Ingested samples are grouped into blocks of two hours. Each two-hour block consists of a directory containing one or more chunk files that contain all time series samples for that window of time, as well as a metadata file and index file (which indexes metric names and labels to time series in the chunk files). When series are deleted via the API, deletion records are stored in separate tombstone files (instead of deleting the data immediately from the chunk files).
Alternatively, external storage may be used via the [remote read/write APIs](https://prometheus.io/docs/operating/integrations/#remote-endpoints-and-storage).

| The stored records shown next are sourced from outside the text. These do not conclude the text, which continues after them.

PR #737, opened 2016-05-18
@craigspath has_video query

kanaabe:
To make https://github.com/artsy/force/issues/4947 easier, this addition to the query schema lets someone search for articles that contain video.


craigspaeth:
Solid!

PR #739, opened 2016-05-19
@kanaabe: Configure the Gemini app used for uploading

joeyAghion:
This app uses Gemup's [default of `force`](https://github.com/artsy/gemup/blob/b858caa93ebac601065663c4d03a3287b45c483c/gemup.js#L7) for uploading to Gemini. But really, it should manage its images independently. E.g., staging and production environments shouldn't bundle their uploads together, and if particular image versions need to be generated or callbacks added in the future, Force and Positron should be able to do that separately.

I wasn't able to fully test uploads locally because of a `null` reference in `isEditorialTeam` (but tests succeed). If you want to help me figure out the local settings, I can test more.

I've already created and set `writer` and `writer-staging` Gemini apps and set the ENV vars on Positron apps.


kanaabe:
Looks great, thanks for doing this! I'll review the tests myself later. Merging!

PR #745, opened 2016-06-01
@craigspaeth Handle reordering and deleteing on denormalized artworks

kanaabe:
Soo I thought that looking for the empty artworks is enough but I forgot that reordering/deleting artworks will also mean we need to reorder/delete the denormalized version according to the ids array.


craigspaeth:
Good catch and nice test! Clean and clear!

PR #754, opened 2016-06-06
@craigspaeth Adds channels endpoint

kanaabe:
Just the API side, includes `name` and `user_ids`.

Not quite sure where to go with "tiering" yet, but i imagine two sets of tiering: 1. for the UI features like super articles + image sets, and 2. for publishing settings (can make any associations, can make some associations, can make no associations(partners)  ).


craigspaeth:
👍 👍

PR #757, opened 2016-06-07
@craigspaeth Adds many-to-many associations on fairs and auctions

kanaabe:
Fairs + Auctions are the only two entities that have singular associations. I'll delete the singular versions after backfilling + getting client apps to use plural forms


craigspaeth:
Solid code and migration plan!

PR #758, opened 2016-06-08
@craigspaeth Association cleanup

kanaabe:
Backfilled the fair_ids so we're good to switch over. Last step is deleting those fields from the DB


craigspaeth:
w00t w00t!

PR #759, opened 2016-06-09
@craigspaeth Channel mgmt UI

kanaabe:
This just gets a UI going for channels in the /settings tab and restructures settings a bit to use nested routing. Adds an autocomplete list with users.

cc @owendodd 

channelmgmt


craigspaeth:
Nice! Looks good to me :)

Careful evaluation is required for these systems as they vary greatly in durability, performance, and efficiency.
*`--storage.tsdb.path`: Where Prometheus writes its database. Defaults to `data/`.
*`--storage.tsdb.retention.time`: When to remove old data. Defaults to `15d`. Overrides `storage.tsdb.retention` if this flag is set to anything other than default.
*`--storage.tsdb.retention.size`: [EXPERIMENTAL] The maximum number of bytes of storage blocks to retain. The oldest data will be removed first. Defaults to `0` or disabled. This flag is experimental and may change in future releases. Units supported: B, KB, MB, GB, TB, PB, EB. Ex: "512MB"
*`--storage.tsdb.retention`: Deprecated in favor of `storage.tsdb.retention.time`.
*`--storage.tsdb.wal-compression`: Enables compression of the write-ahead log (WAL). Depending on your data, you can expect the WAL size to be halved with little extra cpu load. This flag was introduced in 2.11.0 and enabled by default in 2.20.0. Note that once enabled, downgrading Prometheus to a version below 2.11.0 will require deleting the WAL.
To lower the rate of ingested samples, you can either reduce the number of time series you scrape (fewer targets or fewer series per target), or you can increase the scrape interval. However, reducing the number of series is likely more effective, due to compression of samples within a series.
CAUTION: Non-POSIX compliant filesystems are not supported for Prometheus' local storage as unrecoverable corruptions may happen. NFS filesystems (including AWS's EFS) are not supported. NFS could be POSIX-compliant, but most implementations are not. It is strongly recommended to use a local filesystem for reliability.
Expired block cleanup happens in the background. It may take up to two hours to remove expired blocks. Blocks must be fully expired before they are removed.
The read and write protocols both use a snappy-compressed protocol buffer encoding over HTTP. The protocols are not considered as stable APIs yet and may change to use gRPC over HTTP/2 in the future, when all hops between Prometheus and the remote storage can safely be assumed to support HTTP/2.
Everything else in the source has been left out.